Staatliche Akademie der Bildenden Künste Karlsruhe
Datum
Ort
Vortragssaal Reinhold-Frank-Str.81 / Vordergebäude

Werkvortrag im Rahmen der Riemschneider-Kuratorenreihe von Johan Holten

Nevin Aladağ

Johan Holten, der neue Leiter der Kunsthalle Mannheim, wurde vom Kollegium der Professorinnen und Professoren der Staatlichen Akademie der Bildenden Künste Karlsruhe zum Verantwortlichen der Kuratoren-Reihe der Riemschneider-Stiftung 2019/20 benannt. In der Riemschneider –Kuratorenreihe 2019/20 erläutert Johan Holten, wie man eine Institution wie die Kunsthalle Mannheim von innen umbauen muss, damit sie auch in Zukunft ein relevanter Ort in einer multikulturellen Stadt sein kann. Zu diesem Leitthema lädt er Künstlerinnen und Künstler ein.

Am Donnerstag, 30. Januar, um 19 hat Johan Holten als erste Künstlerin die gebürtige Türkin Nevin Aladağ zu Gast. Die Künstlerin fragt nach Gesten und Codes, die hintergründig in einem sozialen Raumgefüge eingeschrieben sind, neben der vordergründigen, physisch-manifesten Eigenschaft eines Raums. Im Fokus stehen Fragen nach Kulturtransfers sowie Identität als fluides Konzept. Mit skulptural-performativen Mitteln erzeugt sie Klänge, die als Rohmaterial rhythmisch-experimenteller Kompositionen dienen.

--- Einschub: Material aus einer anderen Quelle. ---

PR #2109, opened 2026-07-13
fix: tooltip not showing for truncated labels in single-series charts

Triparna-146:
Closes #2108 

### Updates

- Fixed tooltip not showing for truncated labels in single-series charts
- Fixed keyboard space bar allowing toggle of single-series charts (preventing empty chart state)
- Added `.single-series` CSS class to legend container
- Added `.has-truncated-label` CSS class to truncated legend items
- Pointer cursor now indicates tooltip availability for truncated labels

image

### DIFF
--- a/packages/core/src/components/essentials/legend.ts
+++ b/packages/core/src/components/essentials/legend.ts
@@ -62,7 +62,9 @@ export class Legend extends Component {
 		})
 
 		const legendClickable = getProperty(this.getOptions(), 'legend', 'clickable')
+		const isSingleSeries = dataGroups.length === 1
 		svg.classed('clickable', legendClickable && dataGroups.length > 1)
+		svg.classed('single-series', isSingleSeries)
 
 		const checkboxRadius = legendConfigs.checkbox.radius
 
@@ -164,9 +166,7 @@ export class Legend extends Component {
 		// Remove old elements as needed.
 		legendItems.exit().on('mouseover', null).on('click', null).on('mouseout', null).remove()
 
-		if (legendClickable && addedLegendItems.size() > 1) {
-			this.addEventListeners()
-		}
+		this.addEventListeners()
 	}
 
 	sortDataGroups(dataGroups: any, legendOrder: any) {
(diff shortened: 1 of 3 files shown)


Triparna-146:

Triparna-146:
recheck

packages/core/src/components/essentials/legend.ts
```diff
@@ -160,9 +162,7 @@ export class Legend extends Component {
 		// Remove old elements as needed.
 		legendItems.exit().on('mouseover', null).on('click', null).on('mouseout', null).remove()
 
-		if (legendClickable && addedLegendItems.size() > 1) {
-			this.addEventListeners()
-		}
+		this.addEventListeners()
```
amal-k-joy, line 165: Let’s not remove the guard entirely, since we don’t need to register all events in every scenario. Instead, we can make it more targeted and apply it only for this specific condition.

Something along these lines:

```js
if (legendClickable && dataGroups.length > 1) {
  this.addEventListeners();
} else {
  this.addTooltipListeners(); // only mouseover/mouseout for tooltip thats suits your scenaio
}
```

packages/core/src/components/essentials/legend.ts
```diff
@@ -396,6 +407,11 @@ export class Legend extends Component {
 				}
 			})
 			.on('click', function () {
+				// Prevent toggling data visibility for single series charts
```
amal-k-joy, line 410: can we remove this check , as we have guarded the event registration already?

packages/core/src/components/essentials/legend.ts
```diff
@@ -437,7 +453,10 @@ export class Legend extends Component {
 			.on('keydown', function (event: KeyboardEvent, d: any) {
 				if (event.key && event.key === ' ') {
 					event.preventDefault()
-					self.model.toggleDataLabel(d.name)
+					// Only allow toggling for multi-series charts
```
amal-k-joy, line 456: can we remove this as well as keydown wouldn't be registered?

amal-k-joy (changes requested):
Thanks @Triparna-146  for the contribution.
Everything looks good. 
Added few comments

packages/core/src/components/essentials/legend.ts
```diff
@@ -396,6 +407,11 @@ export class Legend extends Component {
 				}
 			})
 			.on('click', function () {
+				// Prevent toggling data visibility for single series charts
+				if (isSingleSeries) {
```
makafsal, line 411: In all handlers, read `dataGroups` it live inside each handler from `this.model` instead of capturing it as a closure variable
```suggestion
				if (self.model.getDataGroups().length === 1) {
```

makafsal (changes requested):

packages/core/src/components/essentials/legend.ts
Triparna-146: Addressed — removed the isSingleSeries closure variable entirely. Single-series protection is now enforced at registration time (which method gets called), so no handler needs to read getDataGroups() at all.

packages/core/src/components/essentials/legend.ts
Triparna-146: Done — extracted addTooltipListeners() for mouseover/mouseout/keyup and updated the call site in render() to call addEventListeners() for multi-series clickable charts and addTooltipListeners() otherwise.

packages/core/src/components/essentials/legend.ts
Triparna-146: Removed — the guard is no longer needed since click is only registered inside addEventListeners(), which is only called for multi-series charts.

packages/core/src/components/essentials/legend.ts
Triparna-146: Removed — same reason, keydown is only registered in addEventListeners().

Triparna-146:
@amal-k-joy @makafsal — all review comments addressed, please re-review when you get a chance. Thanks!

PR #2127, opened 2026-08-07
fix(ruler): remove tooltip lag for large data sets

### LINKED ISSUE #1107: Line Chart Tooltips lag with > 100 points (due to debounce)
#### I am submitting a...
- [ ] Design defect

#### charts version:
0.41.80

### Issue description
Tooltip lags with > 100 points on line chart when "points" (the circles on the line at each datapoint) are disabled.  When points are enabled the tooltip appears instantly on mouse over of point.  When points are disabled, they only appear immediately when 100 or less points are displayed. 

Create line chart with > 100 data points but with "points" (the circles) display disabled.

#### Current behavior
ruler.js  debounceWithD3MousePosition causes a lag (the debounce time for me is ~600 ms).  This gives a feeling that the chart is lagging when moving the mouse.   Commenting out the "if (displayData.length > 100) ... " block results in instant tooltip updates like I expect.

#### Expected behavior
Tooltips should still appear immediately as they do when "points" are displayed.

222jkm:
Fixes #1107

### Updates

- Remove the data-count debounce from the ruler.
- Index data and chart symbols once per render.
- Process the latest pointer position once per animation frame.
- Add ruler tests.

### Checks

- `yarn workspace @carbon/charts test --run src/components/axes/ruler.spec.ts`
- `yarn workspace @carbon/charts build`
- Changed-file ESLint: no errors
- 8,991 symbols, 50 moves: about 3.5 s to 64 ms

### DIFF
--- a/CHANGELOG.md
+++ b/CHANGELOG.md
@@ -3,6 +3,12 @@
 All notable changes to this project will be documented in this file. See
 [Conventional Commits](https://conventionalcommits.org) for commit guidelines.
 
+## [Unreleased]
+
+### Fixed
+
+- **Ruler**: Removed tooltip lag on charts with more than 100 data points.
+
 ## 1.27.18 (2026-07-31)
 
 **Note:** Version bump only for package @carbon/charts-monorepo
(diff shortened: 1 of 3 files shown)


222jkm:

222jkm:
recheck

PR #2131, opened 2026-08-19
fix(toolbar): move control ARIA onto the button, resolving nested-interactive

### LINKED ISSUE #2130: [Accessibility]: Toolbar controls fail WCAG 4.1.2 (nested-interactive)
### Application/Team

Not IBM, external consumer

### Environment

Automated testing tool and ruleset, Browser

### What happened? What did you expect to happen instead?

Toolbar controls will render a `<div role="button">` wrapping the real `<button>` element. Nested button roles are a WCAG2 SC 4.1.2 failure.

Axe DevTools (and axe-core running in automated tests), ARC Toolkit, Firefox Accessibility inspector all agree, with slightly different wording:

- **axe-core 4.12.1**: `nested-interactive`, impact: serious (["Interactive controls must not be nested"](https://dequeuniversity.com/rules/axe/4.10/nested-interactive))
- **ARC Toolkit**: "A focusable element was found within an ARIA role that defines its children as presentational" (ARC directly refer to https://www.w3.org/TR/WCAG21/#name-role-value)

Since `toolbar.enabled` defaults to `true` for all charts, this is reproducible in the docs as well https://carbon-design-system.github.io/carbon-charts/ (see screenshot)

Image

------------

#1761 fixed #1724 by adding `role="button"` to the wrapper. That made the pre-existing `aria-label` **valid**, but introduced the nested button role.

I think the wrapper div `toolbar-control` carries ARIA it should not carry. It is not the interactive element; the inner `<button>` element is (which also, already has `aria-label`. The wrapper has no `tabindex`, no event handlers, and no styling is targetting `.toolbar-control`.

**Suggested fix:** Drop `role` and `aria-label` from the wrapper div `toolbar-control`, and move `aria-disabled` onto the inner `<button>` element. I can open a PR with a proposal, if this looks right.

### What WCAG 2.1 checkpoint does the issue violate?

4.1.2 Name, Role, Value (EN 301 549 §9.4.1.2 and W3C ACT rule 307n5z)

### Version

`@carbon/charts-svelte@1.27.17`

### Data & options used

```js

```

### Relevant log output

```js

```

### StackBlitz repro

_No response_

### What priority level would this issue be in your opinion?

P1

henriksonnergard:
Closes #2130 

### Updates

- Fixes the `nested-interactive` violation on chart toolbar controls
- Removes `role="button"`, `aria-label` and `aria-disabled` from the `.toolbar-control` wrapper `<div>`
- Adds `aria-disabled` onto the inner `<button>`

**Before change** (note the nested button roles in the accessibility tree):
Screenshot 2026-08-19 at 15 50 29

**After change** (no visual change, mouse and keyboard interactivity as before):
Screenshot 2026-08-19 at 15 49 53

### DIFF
--- a/packages/core/src/components/axes/toolbar.ts
+++ b/packages/core/src/components/axes/toolbar.ts
@@ -83,9 +83,6 @@ export class Toolbar extends Component {
 			enteringToolbarControls
 				.merge(toolbarControls as any)
 				.classed('disabled', (d: any) => d.shouldBeDisabled())
-				.attr('role', 'button')
-				.attr('aria-disabled', (d: any) => d.shouldBeDisabled())
-				.attr('aria-label', (d: any) => d.title)
 				.html((d: any) => {
 					return `
 			<button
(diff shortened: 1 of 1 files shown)


henriksonnergard:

Nevin Aladağ (geb.1972, Van/Türkei) studierte Bildhauerei an der Akademie der Bildenden Künste München. Seit 2002 lebt und arbeitet sie in Berlin. Für ihre Installationen, Filme und Performances erhielt sie internationale Aufmerksamkeit. Unter anderem nahm sie an der documenta 14 (2017), der 57. Venedig Biennale (2017), der Sharjah Biennale (2013), der 11. Istanbul Biennale (2009), der 8.Taipei Biennale (2008), sowie der XIV Biennale Internazionale di Scultura, Carrara (2010) teil.

Nevin Aladağ bietet am Folgetag für die Studierenden der Kunstakademie Karlsruhe Atelierbesuche an.

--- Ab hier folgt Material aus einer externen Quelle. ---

Issue #360, opened 2026-07-10
skill_evolution_lab: remove the two demo workarounds once #358 and #359 land


evekhm:
The skill-evolution lab carries two deliberate, disclosed workarounds for SDK gaps. This issue is the cleanup checklist — pick it up when #358 and/or #359 close (each workaround reverts independently).

## When #358 closes (per-session judge context on the server-side paths)

The demo scores via the API judge (`--conversations-file`) because it is the only path whose judge receives per-session golden expected answers today.

- [ ] `examples/skill_evolution_lab/run_e2e_demo.sh`: make BigQuery scoring the default again — remove the local-scoring default in `score()` (marked `TODO(#360)`), thread `per_session_context` on the BQ call in `scripts/quality_report.py` (restore the withdrawn design from PR #351 commit `da52c54`), and drop the `#358` runtime warning + inline KNOWN LIMITATION comments in `scripts/quality_report.py`.
- [ ] `examples/skill_evolution_lab/README.md`: remove the "scored via the SDK's API judge pending #358" disclosure.
- [ ] Optionally re-record `sample_run/` on the server-side judge (numbers may shift slightly).

## When #359 closes (trace rows scoped by labels + identity)

The demo logs and reads each slice through its own table (`agent_events_<run>_<slice>`) because the trace fetch selects rows by `session_id` alone and the demo reuses ids across slices.

- [ ] `examples/skill_evolution_lab/run_e2e_demo.sh`: collapse per-slice `TABLE_ID`s back to the single shared `agent_events` table (marked `TODO(#360)` in `run_agent()` and `score()`).
- [ ] `examples/skill_evolution_lab/README.md`: remove the per-slice-tables disclosure.
- [ ] Re-seed `sample_run` traces into one shared table and re-render the committed scorecards (currently per-slice `agent_events_seed3_*`).
- [ ] Drop the accumulated per-run/per-slice tables in demo projects.

Both workarounds are also marked inline with `TODO(#360)` comments at the exact code sites.

---

## Expanded per review feedback (2026-07-12)

The cross-issue implementation plan is **#361**; its **U6** unit executes this cleanup with the partial states below as **AE7–AE9**. The provenance mismatch flagged in the first comment was fixed on the PR #351 head in `a7de311`.

### Additional cleanup surfaces (beyond the files above)

[...]

PR #380, opened 2026-07-27
feat(eval): make categorical persistence identity-safe

### LINKED ISSUE #358: evaluate_categorical: support per-session judge context (golden expected answers) on the server-side paths

caohy1988:
## Summary

Categorical evaluations can now persist trusted-context results without collapsing distinct trace identities that reuse a `session_id`. This removes the persistence gate from the identity-bound judge path while keeping golden answers and model echoes out of the results table.

The migration is additive and backward-compatible: existing rows remain nullable and are not backfilled. Deploy in schema -> writer -> views order; typed identities stay separate, a sole typed identity supersedes matching legacy rows, and ambiguous legacy rows remain isolated in a `legacy:<session_id>` lane.

## Design decisions

| Area | Contract |
|---|---|
| Result provenance | Each categorical session result carries its resolved `TraceIdentity` and `TraceScope`, trusted-context source, and execution mode through AI.GENERATE, retry, and API fallback paths. |
| Persistence compatibility | Idempotent `ADD COLUMN IF NOT EXISTS` migrations run before inserts. A versioned identity key preserves cardinality without requiring historical backfill. |
| Privacy and attribution | Contextual rows persist only SDK-owned provenance; justification and raw model output are omitted. Quality reports match golden metadata by exact resolved selector and use legacy session fallback only for a unique unattributed row. |
| Operational reporting | Successful `api_retry` traffic is counted with API fallback traffic, so fallback metrics reflect both fallback paths. |

## Validation

- `uv run pytest -q` — 3,916 passed, 68 skipped.
- Live BigQuery collision fixture — 1 passed: two in-memory results produced two distinct persisted identity keys and two latest-view rows, with zero contextual payload fields persisted.
- `bash autoformat.sh`
- `git diff upstream/main..HEAD --check`

## Related

Fixes #358

Related: #360

### DIFF
--- a/CHANGELOG.md
+++ b/CHANGELOG.md
@@ -38,6 +38,16 @@ and this project adheres to [Semantic Versioning](https://semver.org/spec/v2.0.0
   and full Gemini API fallback. Unmapped traces still run without context;
   empty resolved work makes no model call. Context-aware logs redact model
   text/raw retry responses so a model echo cannot disclose trusted context.
+- **Identity-safe categorical persistence and latest views (#358 U5)** —
+  categorical result tables gain nullable identity and context-provenance
+  columns through idempotent additive migrations; historical rows are not
+  backfilled. Deploy and roll back in schema → writer → view order. Latest
+  views preserve separate rows for identities that share a `session_id`; while
+  data straddles the migration, a sole typed identity supersedes matching
+  legacy metric/prompt rows, while zero or multiple identities retain the
+  `legacy:<session_id>` lane. Trusted judge/golden-answer input and model
+  echoes are never persisted — only SDK-owned provenance is. U5 closes the
+  remaining #358 persistence/report gate and unlocks U6/#360.
 
 ### Changed
 
@@ -61,10 +71,8 @@ and this project adheres to [Semantic Versioning](https://semver.org/spec/v2.0.0
 - This release aligns read, trajectory-evaluation, CLI/Remote Function,
   example, report, and categorical judge-context surfaces at one boundary.
   Context is trusted prompt material: it is a query parameter/model input,
-  never SQL text, a job label, or persisted input. The identity-safe
-  persistence/view cardinality migration remains U5; until it lands, context
-  calls reject `persist_results=True` rather than writing colliding identities
-  into the legacy session-only results schema.
+  never SQL text, a job label, or persisted input. U5 now provides the
+  identity-safe persistence/view-cardinality path for contextual results.
 
 ## [0.4.0] - 2026-06-18
 
--- a/README.md
+++ b/README.md
@@ -132,6 +132,17 @@ through AI.GENERATE, retry, and API fallback. It is never interpolated into
 SQL, logged, persisted, or placed in job labels. Apply the same data-governance
 policy you use for evaluation prompts.
 
+When `persist_results=True`, categorical results use an additive, nullable
+identity/provenance schema; existing historical rows are not backfilled.
+Deploy or roll back safely in this order: **schema, then writer, then views**.
+The latest-results view keeps identities distinct even when they share a
+`session_id`. During a legacy/schema straddle, a sole typed identity supersedes
+matching legacy metric/prompt rows; zero or multiple typed identities leave
+legacy rows in their separate `legacy:<session_id>` lane. Trusted judge or
+golden-answer context — including any model echo — is never persisted; only
+SDK-owned context provenance is. This U5 migration completes #358's remaining
+persistence/report gate and unlocks U6/#360.
+
 See [SDK.md](SDK.md) for the full API walkthrough with code examples for every
 feature.
 
--- a/docs/superpowers/plans/2026-07-25-identity-safe-categorical-persistence-u5.md
+++ b/docs/superpowers/plans/2026-07-25-identity-safe-categorical-persistence-u5.md
@@ -1,0 +1,164 @@
+# Identity-Safe Categorical Persistence (U5) Implementation Plan
+
+> Issue scope: #358 U5, sequenced by #361 after merged U4.
+> This unit carries U2/U4 identity and judge-context provenance through
+> categorical results, persistence, views, and quality reports. U6 remains
+> responsible for removing the demo workarounds after this unit lands.
+
+## Contract
+
+- Every identity-resolved categorical result may carry its immutable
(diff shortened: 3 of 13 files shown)


caohy1988:
## U5 round 1 fresh review — no blocking findings

Reviewed exact head `332dba6` (PR #380) against `main`: a full read of the evaluator provenance model, the flattening/migration/writer chain, the latest-view SQL, and the quality-report selector binding, with behavioral probes executed on the head, checked against the in-repo plan's contract and the four suggested review foci.

**Verified sound (each checked against code or by execution):**

- **Typed provenance is SDK-owned and internally consistent.** `CategoricalSessionResult` enforces its own invariants (identity/scope attached together, identity matches session, `context_source` present exactly when `context_applied`), provenance is assigned by `_apply_categorical_result_provenance` from the normalized inputs — never from model output or caller details — and each path exposes a distinct stable `execution_mode` (`ai_classify`, `ai_generate`, `api_retry`, `api_fallback`). Retry replacement now matches on typed `identity`/`scope` equality, replacing only the failed resolved identity.
- **Migration ordering is strict and rollback-safe.** `_persist_categorical_if_configured` runs `CREATE TABLE IF NOT EXISTS` plus every `ADD COLUMN IF NOT EXISTS` migration before flattening and inserting, so a schema failure performs no insert; the additive nullable columns leave historical rows untouched; rerunning is harmless; and the persistence-failure path records only the exception type when contextual results are present (no context leak through error text). The U4 `persist_results` rejection is lifted with the deployment order (schema → writer → views) documented.
- **Redaction holds end to end.** Executed on the head: contextual rows flatten with `justification=None` and `raw_response=None` (a model echo of a golden answer cannot reach the table) while carrying only identity fields, canonical `scope_key`, versioned `identity_key`, `context_applied`, and the enum-validated `context_source`; legacy rows keep their full fields with NULL identity columns. Arbitrary caller strings are rejected as `context_source`.
- **Identity keys are injective and deterministic.** Executed: `v1:`-prefixed SHA-256 over the JSON-array canonical form distinguishes NULL from the string `"None"` and from sibling identities, deterministically.
- **Latest-view cardinality matches the plan's five scenarios by construction.** Typed identities partition by `identity_key`; legacy rows join a sole typed identity's lane (typed rows win via the `identity_key IS NOT NULL DESC` ordering regardless of timestamps, and a legacy metric the typed lane lacks still surfaces); zero-or-multiple typed identities keep the isolated `legacy:<session_id>` lane; helper columns are excluded from the view output. Fallback metrics now count `api_retry` alongside `api_fallback`.
- **Quality-report golden binding fails closed.** Golden Q&A is matched by exact `ResolvedTraceSelector` keys; report enrichment rebuilds selectors from report-safe fields and cross-checks the signature against the rebuilt scope (mismatch → no match); the legacy session-key fallback applies only when the session id appears exactly once and no selector is derivable; and the old "KNOWN LIMITATION (#358)" — golden answers unable to ground the server-side judge — is genuinely removed, with the golden context flowing through `evaluate_categorical` under the `golden_expected_answer` source.
- **The #358 closure evidence is live.** The new live test runs the collision fixture with persistence enabled and asserts, against real BigQuery, that the in-memory result count, inserted rows, distinct `identity_key`s, and latest-view cardinality all agree (2/2/2/2) for two identities sharing one session id, with zero contextual payload fields persisted. Reproduced locally: focused suites 409 passed, full offline 4,002 passed / 15 skipped, live 38 passed.

Findings (both minor):

- **P3 — the sole-identity straddle is retroactive, which the docs imply but never state.** The "exactly one typed identity" decision is computed over the whole table at query time, so when a second typed identity later lands for a session, that session's legacy rows silently move from the sole identity's lane back to `legacy:<session_id>`, changing previously observed view cardinality. This is inherent to the (sensible) design; one sentence in the view docstring and CHANGELOG — "the straddle re-evaluates as new identities arrive; legacy lane membership is not frozen" — would prevent a dashboard consumer from reading the shift as data loss.
- **P3 — the latest-view final tiebreaker is inert for contextual rows.** `ORDER BY … created_at DESC, raw_response DESC` breaks same-timestamp ties by `raw_response`, which is always NULL for contextual rows, so two contextual runs within one `created_at` granule pick nondeterministically. Pre-existing tie family; consider `metric_name`-stable input or an insertion id if determinism at that granularity ever matters.

**Verdict: approve.** The persistence/report gate for #358 reads satisfied: schema → writer → view ordering enforced, colliding identities preserved through every layer with live proof, and the no-raw-context guarantee holds under execution. After merge, #358 can close and U6 (#360 demo-workaround removal plus the 80-session live gate) is unblocked.

haiyuan-eng-google (approved):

Einen regelmäßigen Austausch zwischen Studierenden, Künstlern und Kuratoren anzuregen und noch stärker in der Lehre zu verankern, war die Idee des Projekts, das der Staatlichen Akademie der Bildenden Künste Karlsruhe dankenswerterweise seit 2012 durch die Riemschneider-Stiftung ermöglicht wird.

Die Riemschneider-Stiftung, die von Ingrid Riemschneider, der 2010 verstorbenen Witwe des kunstinteressierten Karlsruher Radiologen Harm-Helmut Riemschneider, 2006 eingerichtet wurde, lässt ihre Erträge u.a. der Kunst und der Förderung Kunstschaffender auch im Bereich Bildender Kunst zukommen.